THE DATA below:

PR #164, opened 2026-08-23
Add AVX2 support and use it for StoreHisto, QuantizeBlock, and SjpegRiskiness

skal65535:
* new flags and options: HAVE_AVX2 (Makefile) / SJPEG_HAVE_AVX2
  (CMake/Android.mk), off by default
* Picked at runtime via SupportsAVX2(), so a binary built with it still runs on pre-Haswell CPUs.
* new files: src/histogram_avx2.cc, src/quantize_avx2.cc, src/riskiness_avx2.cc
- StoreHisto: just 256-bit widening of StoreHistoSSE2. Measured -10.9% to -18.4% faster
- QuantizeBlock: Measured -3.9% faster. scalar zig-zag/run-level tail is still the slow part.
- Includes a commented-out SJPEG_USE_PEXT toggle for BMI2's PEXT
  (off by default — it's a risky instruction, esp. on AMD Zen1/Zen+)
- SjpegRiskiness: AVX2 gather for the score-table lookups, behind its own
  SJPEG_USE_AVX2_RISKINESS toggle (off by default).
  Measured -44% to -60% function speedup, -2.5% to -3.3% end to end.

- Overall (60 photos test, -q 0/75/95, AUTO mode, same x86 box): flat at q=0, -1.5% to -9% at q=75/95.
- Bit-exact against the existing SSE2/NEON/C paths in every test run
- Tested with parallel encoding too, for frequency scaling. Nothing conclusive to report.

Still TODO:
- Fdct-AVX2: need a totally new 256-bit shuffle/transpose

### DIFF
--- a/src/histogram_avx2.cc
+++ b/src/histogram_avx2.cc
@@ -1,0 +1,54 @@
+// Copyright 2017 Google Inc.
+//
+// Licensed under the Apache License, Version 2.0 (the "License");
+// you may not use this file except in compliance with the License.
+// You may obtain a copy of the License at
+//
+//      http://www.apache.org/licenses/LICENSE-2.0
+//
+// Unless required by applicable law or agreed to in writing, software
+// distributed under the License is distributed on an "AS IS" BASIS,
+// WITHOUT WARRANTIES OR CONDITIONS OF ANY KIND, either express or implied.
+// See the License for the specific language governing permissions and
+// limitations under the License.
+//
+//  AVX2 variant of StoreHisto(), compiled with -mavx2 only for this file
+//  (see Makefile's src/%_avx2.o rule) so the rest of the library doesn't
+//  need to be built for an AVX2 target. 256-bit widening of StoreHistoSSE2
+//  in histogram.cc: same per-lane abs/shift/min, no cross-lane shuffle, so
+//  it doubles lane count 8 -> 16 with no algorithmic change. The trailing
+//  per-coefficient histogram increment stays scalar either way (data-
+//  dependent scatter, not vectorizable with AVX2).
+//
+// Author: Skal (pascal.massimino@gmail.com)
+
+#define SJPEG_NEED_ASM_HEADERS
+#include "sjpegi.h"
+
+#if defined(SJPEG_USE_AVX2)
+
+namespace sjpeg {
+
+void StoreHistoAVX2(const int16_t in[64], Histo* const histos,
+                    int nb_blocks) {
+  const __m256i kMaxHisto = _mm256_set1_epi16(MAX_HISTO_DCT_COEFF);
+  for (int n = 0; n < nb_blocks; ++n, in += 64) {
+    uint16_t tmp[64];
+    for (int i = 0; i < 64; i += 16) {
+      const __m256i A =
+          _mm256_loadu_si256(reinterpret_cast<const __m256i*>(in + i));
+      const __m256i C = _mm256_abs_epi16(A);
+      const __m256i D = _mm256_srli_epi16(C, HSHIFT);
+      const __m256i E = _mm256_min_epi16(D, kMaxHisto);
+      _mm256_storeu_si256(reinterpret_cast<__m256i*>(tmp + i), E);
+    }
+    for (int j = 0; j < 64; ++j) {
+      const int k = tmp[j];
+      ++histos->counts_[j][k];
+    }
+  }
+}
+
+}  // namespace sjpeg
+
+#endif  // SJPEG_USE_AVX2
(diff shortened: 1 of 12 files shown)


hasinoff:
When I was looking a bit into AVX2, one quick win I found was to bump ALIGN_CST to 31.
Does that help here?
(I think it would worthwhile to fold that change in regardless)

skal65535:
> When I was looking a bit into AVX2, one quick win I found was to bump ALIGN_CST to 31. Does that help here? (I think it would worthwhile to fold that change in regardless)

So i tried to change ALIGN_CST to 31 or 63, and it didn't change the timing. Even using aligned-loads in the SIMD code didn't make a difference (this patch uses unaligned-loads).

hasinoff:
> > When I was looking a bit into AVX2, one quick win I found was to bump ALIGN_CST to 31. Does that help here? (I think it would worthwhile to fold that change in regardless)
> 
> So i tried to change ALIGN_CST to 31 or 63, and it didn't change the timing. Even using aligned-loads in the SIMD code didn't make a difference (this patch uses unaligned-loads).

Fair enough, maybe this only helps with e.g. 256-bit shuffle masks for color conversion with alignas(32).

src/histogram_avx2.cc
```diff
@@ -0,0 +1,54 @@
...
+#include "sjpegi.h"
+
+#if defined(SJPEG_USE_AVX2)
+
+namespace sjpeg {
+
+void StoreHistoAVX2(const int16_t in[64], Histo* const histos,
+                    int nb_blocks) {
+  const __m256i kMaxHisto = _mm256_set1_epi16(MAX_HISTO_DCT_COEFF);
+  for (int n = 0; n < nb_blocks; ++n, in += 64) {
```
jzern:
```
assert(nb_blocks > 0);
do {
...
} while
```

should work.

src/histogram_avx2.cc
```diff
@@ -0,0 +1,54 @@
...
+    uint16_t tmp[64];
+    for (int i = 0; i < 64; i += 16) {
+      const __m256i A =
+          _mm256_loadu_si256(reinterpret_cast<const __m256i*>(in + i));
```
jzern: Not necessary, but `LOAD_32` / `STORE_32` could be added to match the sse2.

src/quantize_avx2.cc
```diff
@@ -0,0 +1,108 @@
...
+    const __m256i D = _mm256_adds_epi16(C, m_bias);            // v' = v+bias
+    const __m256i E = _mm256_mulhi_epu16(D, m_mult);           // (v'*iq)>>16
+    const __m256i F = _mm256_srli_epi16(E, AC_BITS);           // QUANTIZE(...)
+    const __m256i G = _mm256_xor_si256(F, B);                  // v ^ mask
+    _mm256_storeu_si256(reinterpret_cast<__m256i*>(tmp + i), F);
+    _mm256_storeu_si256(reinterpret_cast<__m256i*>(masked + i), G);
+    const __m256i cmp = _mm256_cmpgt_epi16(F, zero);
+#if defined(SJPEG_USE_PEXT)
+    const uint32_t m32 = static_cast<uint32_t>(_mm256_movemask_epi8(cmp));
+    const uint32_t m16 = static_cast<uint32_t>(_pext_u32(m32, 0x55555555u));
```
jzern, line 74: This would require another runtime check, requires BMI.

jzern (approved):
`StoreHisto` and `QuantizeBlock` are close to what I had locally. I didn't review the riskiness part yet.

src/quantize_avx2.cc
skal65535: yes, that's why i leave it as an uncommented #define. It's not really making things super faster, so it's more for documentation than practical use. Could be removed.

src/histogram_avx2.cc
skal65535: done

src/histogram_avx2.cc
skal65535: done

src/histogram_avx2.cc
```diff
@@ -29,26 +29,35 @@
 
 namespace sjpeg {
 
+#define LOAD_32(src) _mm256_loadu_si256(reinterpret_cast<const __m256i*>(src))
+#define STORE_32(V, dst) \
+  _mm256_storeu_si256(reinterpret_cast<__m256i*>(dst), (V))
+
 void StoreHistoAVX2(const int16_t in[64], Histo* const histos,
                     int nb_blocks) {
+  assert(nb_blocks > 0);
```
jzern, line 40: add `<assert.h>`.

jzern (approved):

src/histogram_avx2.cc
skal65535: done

End of THE DATA.
THE DATA below:

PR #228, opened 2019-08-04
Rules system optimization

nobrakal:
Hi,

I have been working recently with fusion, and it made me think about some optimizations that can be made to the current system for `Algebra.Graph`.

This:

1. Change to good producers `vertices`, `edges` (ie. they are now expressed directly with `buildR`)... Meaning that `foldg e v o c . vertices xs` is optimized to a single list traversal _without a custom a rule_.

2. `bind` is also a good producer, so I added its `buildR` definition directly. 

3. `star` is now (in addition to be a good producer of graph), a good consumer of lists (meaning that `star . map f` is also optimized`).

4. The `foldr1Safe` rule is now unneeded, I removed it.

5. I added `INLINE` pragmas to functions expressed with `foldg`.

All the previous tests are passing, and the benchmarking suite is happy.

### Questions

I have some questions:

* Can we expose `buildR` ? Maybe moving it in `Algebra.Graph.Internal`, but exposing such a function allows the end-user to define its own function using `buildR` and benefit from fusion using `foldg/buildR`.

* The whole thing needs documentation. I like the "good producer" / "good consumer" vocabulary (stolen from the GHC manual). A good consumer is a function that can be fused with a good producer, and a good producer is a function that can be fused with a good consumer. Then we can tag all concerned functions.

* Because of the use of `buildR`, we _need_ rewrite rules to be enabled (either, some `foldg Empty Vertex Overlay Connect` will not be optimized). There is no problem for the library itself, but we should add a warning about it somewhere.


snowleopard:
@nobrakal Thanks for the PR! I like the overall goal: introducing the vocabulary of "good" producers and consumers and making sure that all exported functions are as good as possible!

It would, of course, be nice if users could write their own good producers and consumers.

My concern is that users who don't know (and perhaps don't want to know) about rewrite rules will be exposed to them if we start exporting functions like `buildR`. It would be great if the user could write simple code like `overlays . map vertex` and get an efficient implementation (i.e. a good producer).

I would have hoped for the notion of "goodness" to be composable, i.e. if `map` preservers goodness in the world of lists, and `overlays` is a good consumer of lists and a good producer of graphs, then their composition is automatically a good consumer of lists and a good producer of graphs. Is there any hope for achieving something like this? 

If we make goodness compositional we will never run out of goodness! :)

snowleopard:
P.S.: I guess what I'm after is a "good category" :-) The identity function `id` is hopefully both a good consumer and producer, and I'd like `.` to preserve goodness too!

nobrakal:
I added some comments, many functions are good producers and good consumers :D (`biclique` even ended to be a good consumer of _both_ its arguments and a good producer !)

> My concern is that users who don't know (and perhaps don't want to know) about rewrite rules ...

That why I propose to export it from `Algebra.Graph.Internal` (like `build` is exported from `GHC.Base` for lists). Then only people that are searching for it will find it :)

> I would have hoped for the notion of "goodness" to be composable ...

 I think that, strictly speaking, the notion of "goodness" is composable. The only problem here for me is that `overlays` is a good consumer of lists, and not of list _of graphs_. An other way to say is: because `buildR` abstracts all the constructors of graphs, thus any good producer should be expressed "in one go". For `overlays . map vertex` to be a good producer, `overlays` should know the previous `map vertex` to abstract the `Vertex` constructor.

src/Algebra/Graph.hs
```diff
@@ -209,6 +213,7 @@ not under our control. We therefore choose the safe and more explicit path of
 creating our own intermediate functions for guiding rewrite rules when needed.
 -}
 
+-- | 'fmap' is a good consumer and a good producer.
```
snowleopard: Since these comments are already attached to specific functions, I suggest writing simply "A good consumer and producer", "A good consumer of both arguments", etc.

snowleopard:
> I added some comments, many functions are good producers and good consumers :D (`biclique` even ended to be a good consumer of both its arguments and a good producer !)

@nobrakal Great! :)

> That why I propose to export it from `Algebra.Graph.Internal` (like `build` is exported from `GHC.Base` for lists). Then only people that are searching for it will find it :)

End of THE DATA.
THE DATA below:

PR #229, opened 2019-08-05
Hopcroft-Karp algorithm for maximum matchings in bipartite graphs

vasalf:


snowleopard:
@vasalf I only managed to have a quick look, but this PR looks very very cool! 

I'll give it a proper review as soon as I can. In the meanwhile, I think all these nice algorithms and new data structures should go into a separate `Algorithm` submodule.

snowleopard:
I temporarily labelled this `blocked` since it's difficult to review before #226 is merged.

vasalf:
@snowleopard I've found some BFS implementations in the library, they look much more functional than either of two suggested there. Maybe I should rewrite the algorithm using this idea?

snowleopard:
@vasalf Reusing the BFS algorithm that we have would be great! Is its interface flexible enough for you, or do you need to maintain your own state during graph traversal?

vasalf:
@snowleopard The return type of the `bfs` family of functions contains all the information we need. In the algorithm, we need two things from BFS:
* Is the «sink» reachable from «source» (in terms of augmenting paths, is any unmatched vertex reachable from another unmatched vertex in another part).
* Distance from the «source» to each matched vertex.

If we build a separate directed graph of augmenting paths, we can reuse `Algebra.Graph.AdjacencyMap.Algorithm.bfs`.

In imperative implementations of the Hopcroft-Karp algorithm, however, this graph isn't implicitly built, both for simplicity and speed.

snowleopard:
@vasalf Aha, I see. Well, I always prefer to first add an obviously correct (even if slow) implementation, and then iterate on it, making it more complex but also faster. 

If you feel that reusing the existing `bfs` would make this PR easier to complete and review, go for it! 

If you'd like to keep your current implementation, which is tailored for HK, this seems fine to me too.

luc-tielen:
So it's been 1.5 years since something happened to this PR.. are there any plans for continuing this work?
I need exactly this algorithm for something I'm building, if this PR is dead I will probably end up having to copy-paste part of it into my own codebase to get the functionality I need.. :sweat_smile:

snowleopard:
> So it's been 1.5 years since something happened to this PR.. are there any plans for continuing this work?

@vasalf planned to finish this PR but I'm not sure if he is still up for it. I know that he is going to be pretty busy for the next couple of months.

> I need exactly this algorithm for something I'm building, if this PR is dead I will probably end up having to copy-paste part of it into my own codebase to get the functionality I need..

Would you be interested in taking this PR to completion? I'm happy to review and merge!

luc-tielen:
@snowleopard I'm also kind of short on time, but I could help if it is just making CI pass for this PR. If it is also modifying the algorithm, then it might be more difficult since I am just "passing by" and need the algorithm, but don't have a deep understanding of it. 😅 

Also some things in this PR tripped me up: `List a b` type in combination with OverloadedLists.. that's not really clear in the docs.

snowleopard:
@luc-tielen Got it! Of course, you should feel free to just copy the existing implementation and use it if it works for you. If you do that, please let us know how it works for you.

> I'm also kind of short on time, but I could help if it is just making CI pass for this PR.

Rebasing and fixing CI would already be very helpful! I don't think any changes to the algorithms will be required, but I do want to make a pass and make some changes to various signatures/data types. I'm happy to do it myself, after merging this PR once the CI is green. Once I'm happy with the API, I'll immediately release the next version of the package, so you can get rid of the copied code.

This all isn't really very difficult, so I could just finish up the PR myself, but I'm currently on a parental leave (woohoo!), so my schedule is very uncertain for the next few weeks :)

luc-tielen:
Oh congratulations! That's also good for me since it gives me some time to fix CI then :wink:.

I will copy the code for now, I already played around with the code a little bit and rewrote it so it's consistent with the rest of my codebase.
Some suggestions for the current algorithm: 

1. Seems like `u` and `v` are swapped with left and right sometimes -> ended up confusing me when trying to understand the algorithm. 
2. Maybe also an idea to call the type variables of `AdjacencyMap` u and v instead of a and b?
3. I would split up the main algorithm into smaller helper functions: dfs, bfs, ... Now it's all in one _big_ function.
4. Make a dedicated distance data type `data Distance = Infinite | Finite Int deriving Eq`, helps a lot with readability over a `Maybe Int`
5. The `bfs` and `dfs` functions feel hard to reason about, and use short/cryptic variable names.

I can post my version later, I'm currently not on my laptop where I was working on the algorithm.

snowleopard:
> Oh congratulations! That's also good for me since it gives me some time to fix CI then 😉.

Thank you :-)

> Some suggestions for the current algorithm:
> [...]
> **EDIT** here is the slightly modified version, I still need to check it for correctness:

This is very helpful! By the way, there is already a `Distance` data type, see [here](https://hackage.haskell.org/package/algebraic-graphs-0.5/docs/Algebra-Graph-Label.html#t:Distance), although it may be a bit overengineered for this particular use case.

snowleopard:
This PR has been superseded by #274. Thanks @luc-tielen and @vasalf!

End of THE DATA.

From the records above, return each line where "slow" occurs.

- QuantizeBlock: Measured -3.9% faster. scalar zig-zag/run-level tail is still the slow part.
@vasalf Aha, I see. Well, I always prefer to first add an obviously correct (even if slow) implementation, and then iterate on it, making it more complex but also faster. 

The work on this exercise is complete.